For typical Kubernetes admission controller policies this gets you from ~5ms per decision to under 100µs. Wire it into your build: every time you push a new policy bundle, also publish a partially-evaluated specialization for each known caller class.

6.1 When not to use partial eval

If the input is genuinely varied (per-document, per-row), partial evaluation doesn’t help. Stick with the full evaluator and tune your data documents instead.

7. Step 6, Integrating from Applications

OPA sidecar pattern: your application talks to localhost:8181.
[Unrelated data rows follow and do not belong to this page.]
PR #2131, opened 2024-11-20
[SDESK-7441] Create basic async resource models and services for `planning.events`

eos87:
### Purpose
Implement the basic async resource and service for Planning Events app

### What has changed
- Added resources models and services for Events, Planning, Assignments and Published
- Fixed pytests so they work with async 
- Partially fixed behave tests (`~82%` of them now green)
- Updated GitHub actions to run with Python `v3.10` and latest actions

> [!NOTE]
> This PR depends on https://github.com/superdesk/superdesk-core/pull/2758. ~Once that PR is merged, I will update the requirements here to point to superdesk-core `async` branch instead.~

Thanks for checking!

[SDESK-7441]: https://sofab.atlassian.net/browse/SDESK-7441?atlOrigin=eyJpIjoiNWRkNTljNzYxNjVmNDY3MDlhMDU5Y2ZhYzA5YTRkZjUiLCJwIjoiZ2l0aHViLWNvbS1KU1cifQ

### DIFF
--- a/server/planning/assignments/module.py
+++ b/server/planning/assignments/module.py
@@ -6,12 +6,12 @@ from superdesk.core.resources import (
 )
 
 from planning.types import AssignmentResourceModel
-from .service import AssingmentsAsyncService
+from .service import AssignmentsAsyncService
 
 assignments_resource_config = ResourceConfig(
     name="assignments",
     data_class=AssignmentResourceModel,
-    service=AssingmentsAsyncService,
+    service=AssignmentsAsyncService,
     etag_ignore_fields=["planning", "published_state", "published_at"],
     mongo=MongoResourceConfig(
         indexes=[
--- a/server/planning/assignments/module.py
+++ b/server/planning/assignments/module.py
@@ -12,11 +12,24 @@ assignments_resource_config = ResourceConfig(
     name="assignments",
     data_class=AssignmentResourceModel,
     service=AssingmentsAsyncService,
+    etag_ignore_fields=["planning", "published_state", "published_at"],
     mongo=MongoResourceConfig(
         indexes=[
-            MongoIndexOptions(name="coverage_item_1", keys=[("coverage_item", 1)]),
-            MongoIndexOptions(name="planning_item_1", keys=[("planning_item", 1)]),
-            MongoIndexOptions(name="published_state_1", keys=[("published_state", 1)]),
+            MongoIndexOptions(
+                name="coverage_item_1",
+                keys=[("coverage_item", 1)],
+                unique=False,
+            ),
+            MongoIndexOptions(
+                name="planning_item_1",
+                keys=[("planning_item", 1)],
+                unique=False,
+            ),
+            MongoIndexOptions(
+                name="published_state_1",
+                keys=[("published_state", 1)],
+                unique=False,
+            ),
         ],
     ),
     elastic=ElasticResourceConfig(),
--- a/server/planning/assignments/module.py
+++ b/server/planning/assignments/module.py
@@ -1,0 +1,23 @@
+from superdesk.core.resources import (
+    ResourceConfig,
+    MongoIndexOptions,
+    MongoResourceConfig,
+    ElasticResourceConfig,
+)
+
+from planning.types import AssignmentResourceModel
+from .service import AssingmentsAsyncService
+
+assignments_resource_config = ResourceConfig(
+    name="assignments",
+    data_class=AssignmentResourceModel,
+    service=AssingmentsAsyncService,
+    mongo=MongoResourceConfig(
+        indexes=[
+            MongoIndexOptions(name="coverage_item_1", keys=[("coverage_item", 1)]),
+            MongoIndexOptions(name="planning_item_1", keys=[("planning_item", 1)]),
+            MongoIndexOptions(name="published_state_1", keys=[("published_state", 1)]),
+        ],
+    ),
+    elastic=ElasticResourceConfig(),
+)
--- a/server/planning/assignments/service.py
+++ b/server/planning/assignments/service.py
@@ -1,5 +1,5 @@
 from planning.core.service import BasePlanningAsyncService
 
 
-class AssingmentsAsyncService(BasePlanningAsyncService):
+class AssignmentsAsyncService(BasePlanningAsyncService):
     pass
--- a/server/planning/assignments/service.py
+++ b/server/planning/assignments/service.py
@@ -2,4 +2,4 @@ from planning.core.service import BasePlanningAsyncService
 
 
 class AssingmentsAsyncService(BasePlanningAsyncService):
-    resource_name = "assignments"
+    pass
--- a/server/planning/assignments/service.py
+++ b/server/planning/assignments/service.py
@@ -1,0 +1,5 @@
+from planning.core.service import BasePlanningAsyncService
+
+
+class AssingmentsAsyncService(BasePlanningAsyncService):
+    resource_name = "assignments"
--- a/server/planning/events/module.py
+++ b/server/planning/events/module.py
@@ -5,8 +5,8 @@ from superdesk.core.resources import (
     ElasticResourceConfig,
 )
 
-from planning.events import EventsAsyncService
 from planning.types import EventResourceModel
+from .service import EventsAsyncService
 
 events_resource_config = ResourceConfig(
     name="events",
--- a/server/planning/events/module.py
+++ b/server/planning/events/module.py
@@ -1,0 +1,26 @@
+from superdesk.core.resources import (
+    ResourceConfig,
+    MongoIndexOptions,
+    MongoResourceConfig,
+    ElasticResourceConfig,
+)
+
+from planning.events import EventsAsyncService
+from planning.types import EventResourceModel
+
+events_resource_config = ResourceConfig(
+    name="events",
+    data_class=EventResourceModel,
+    service=EventsAsyncService,
+    default_sort=[("dates.start", 1)],
+    mongo=MongoResourceConfig(
+        indexes=[
+            MongoIndexOptions(name="recurrence_id_1", keys=[("recurrence_id", 1)]),
+            MongoIndexOptions(name="state", keys=[("state", 1)]),
+            MongoIndexOptions(name="dates_start_1", keys=[("dates.start", 1)]),
+            MongoIndexOptions(name="dates_end_1", keys=[("dates.end", 1)]),
+            MongoIndexOptions(name="template", keys=[("template", 1)]),
+        ],
+    ),
+    elastic=ElasticResourceConfig(),
+)
--- a/server/planning/events/module.py
+++ b/server/planning/events/module.py
@@ -15,7 +15,11 @@ events_resource_config = ResourceConfig(
     default_sort=[("dates.start", 1)],
     mongo=MongoResourceConfig(
         indexes=[
-            MongoIndexOptions(name="recurrence_id_1", keys=[("recurrence_id", 1)]),
+            MongoIndexOptions(
+                name="recurrence_id_1",
+                keys=[("recurrence_id", 1)],
+                unique=False,
+            ),
             MongoIndexOptions(name="state", keys=[("state", 1)]),
             MongoIndexOptions(name="dates_start_1", keys=[("dates.start", 1)]),
             MongoIndexOptions(name="dates_end_1", keys=[("dates.end", 1)]),
--- a/server/planning/planning/module.py
+++ b/server/planning/planning/module.py
@@ -1,0 +1,23 @@
+from superdesk.core.resources import (
+    ResourceConfig,
+    MongoIndexOptions,
+    MongoResourceConfig,
+    ElasticResourceConfig,
+)
+
+from planning.types import PlanningResourceModel
+
+from .service import PlanningAsyncService
+
+planning_resource_config = ResourceConfig(
+    name="planning",
+    data_class=PlanningResourceModel,
+    service=PlanningAsyncService,
+    default_sort=[("dates.start", 1)],
+    mongo=MongoResourceConfig(
+        indexes=[
+            MongoIndexOptions(name="planning_recurrence_id", keys=[("planning_recurrence_id", 1)]),
+        ],
+    ),
+    elastic=ElasticResourceConfig(),
+)
--- a/server/planning/planning/module.py
+++ b/server/planning/planning/module.py
@@ -13,7 +13,6 @@ planning_resource_config = ResourceConfig(
     name="planning",
     data_class=PlanningResourceModel,
     service=PlanningAsyncService,
-    default_sort=[("dates.start", 1)],
     mongo=MongoResourceConfig(
         indexes=[
             MongoIndexOptions(name="planning_recurrence_id", keys=[("planning_recurrence_id", 1)]),
--- a/server/planning/planning/module.py
+++ b/server/planning/planning/module.py
@@ -15,7 +15,11 @@ planning_resource_config = ResourceConfig(
     service=PlanningAsyncService,
     mongo=MongoResourceConfig(
         indexes=[
-            MongoIndexOptions(name="planning_recurrence_id", keys=[("planning_recurrence_id", 1)]),
+            MongoIndexOptions(
+                name="planning_recurrence_id",
+                keys=[("planning_recurrence_id", 1)],
+                unique=False,
+            ),
         ],
     ),
     elastic=ElasticResourceConfig(),
--- a/server/planning/published/__init__.py
+++ b/server/planning/published/__init__.py
@@ -1,0 +1,22 @@
+from superdesk.core.resources import (
+    ResourceConfig,
+    MongoIndexOptions,
+    MongoResourceConfig,
+    ElasticResourceConfig,
+)
+
+from planning.types import PublishedPlanningModel
+
+from .service import PublishedAsyncService
+
+published_resource_config = ResourceConfig(
+    name="published_planning",
+    data_class=PublishedPlanningModel,
+    service=PublishedAsyncService,
+    mongo=MongoResourceConfig(
+        indexes=[
+            MongoIndexOptions(name="item_id_1_version_1", keys=[("item_id", 1), ("version", 1)]),
+        ],
+    ),
+    elastic=ElasticResourceConfig(),
+)
--- a/server/planning/published/__init__.py
+++ b/server/planning/published/__init__.py
@@ -15,7 +15,11 @@ published_resource_config = ResourceConfig(
     service=PublishedAsyncService,
     mongo=MongoResourceConfig(
         indexes=[
-            MongoIndexOptions(name="item_id_1_version_1", keys=[("item_id", 1), ("version", 1)]),
+            MongoIndexOptions(
+                name="item_id_1_version_1",
+                keys=[("item_id", 1), ("version", 1)],
+                unique=False,
+            ),
         ],
     ),
     elastic=ElasticResourceConfig(),
--- a/server/planning/tests/__init__.py
+++ b/server/planning/tests/__init__.py
@@ -1,5 +1,4 @@
-from superdesk.tests import TestCase as _TestCase, update_config, setup
-from superdesk.factory.app import get_app
+from superdesk.tests import TestCase as _TestCase, update_config
 
 
 class TestCase(_TestCase):
@@ -8,6 +7,4 @@ class TestCase(_TestCase):
     def setUp(self):
         config = {"INSTALLED_APPS": ["planning"]}
         update_config(config)
-        # self.app = get_app(config)
-        # setup.app = self.app
         super().setUp()
--- a/server/planning/tests/__init__.py
+++ b/server/planning/tests/__init__.py
@@ -8,6 +8,6 @@ class TestCase(_TestCase):
     def setUp(self):
         config = {"INSTALLED_APPS": ["planning"]}
         update_config(config)
-        self.app = get_app(config)
-        setup.app = self.app
+        # self.app = get_app(config)
+        # setup.app = self.app
         super().setUp()
--- a/server/planning/types/assignment.py
+++ b/server/planning/types/assignment.py
@@ -8,7 +8,7 @@ from superdesk.core.resources.validators import validate_data_relation_async
 
 from .base import BasePlanningModel
 from .common import PlanningCoverage
-from .enums import AssignmentWorkflowState
+from .enums import AssignmentPublishedState, AssignmentWorkflowState
 
 
 @dataclass
@@ -39,7 +39,7 @@ class AssignmentResourceModel(BasePlanningModel):
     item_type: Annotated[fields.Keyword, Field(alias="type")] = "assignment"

// Go client using the OPA REST API
type Client struct {
    base   string
    client *http.Client
}

func (c *Client) Allow(ctx context.Context, input any) (bool, error) {
    body, _ := json.Marshal(map[string]any{"input": input})
    req, _ := http.NewRequestWithContext(ctx, "POST",
        c.base+"/v1/data/agent/authz/allow", bytes.NewReader(body))
    req.Header.Set("Content-Type", "application/json")
    resp, err := c.client.Do(req)
    if err != nil { return false, err }
    defer resp.Body.Close()
    var out struct{ Result bool `json:"result"` }
    if err := json.NewDecoder(resp.Body).Decode(&out); err != nil {
        return false, err
    }
    return out.Result, nil
}

For latency-critical paths, embed OPA as a library instead. The Go SDK lets you compile and evaluate policies in-process:

import "github.com/open-policy-agent/opa/v1/rego"

r := rego.New(
    rego.Query("data.agent.authz.allow"),
    rego.Load([]string{"policies/"}, nil),
)
query, err := r.PrepareForEval(ctx)
// ...
rs, _ := query.Eval(ctx, rego.EvalInput(input))
allowed := rs[0].Expressions[0].Value.(bool)

In-process eval is 5-10x faster than HTTP for trivial policies. Tradeoff is that bundle updates require process restart unless you wire in dynamic loading.

8. Common Pitfalls

Four pitfalls I see consistently.

8.1 Putting per-user data in data

A common mistake: load every user’s permissions into the OPA data document. With 100K users this works fine. At 10M users the bundle is 5GB and bundle distribution falls over. Per-entity data belongs in a separate service that OPA queries via http.send or, better, that the application includes in input for the specific entity being evaluated.

8.2 Treating OPA as a write API

OPA is a decision engine. It doesn’t store state, doesn’t have transactions, doesn’t survive restarts with anything except what’s in its bundle. People sometimes try to use the OPA data API as a write endpoint for per-request updates. That works in development and falls over in production because every replica sees a different state.

8.3 Forgetting that default allow := false is per-rule

If you write default allow := false and then have a second allow rule for a different scenario, the default applies. Many engineers expect the default to disappear when any other rule fires. It doesn’t; multiple rule heads OR together, and the default fires only when none match.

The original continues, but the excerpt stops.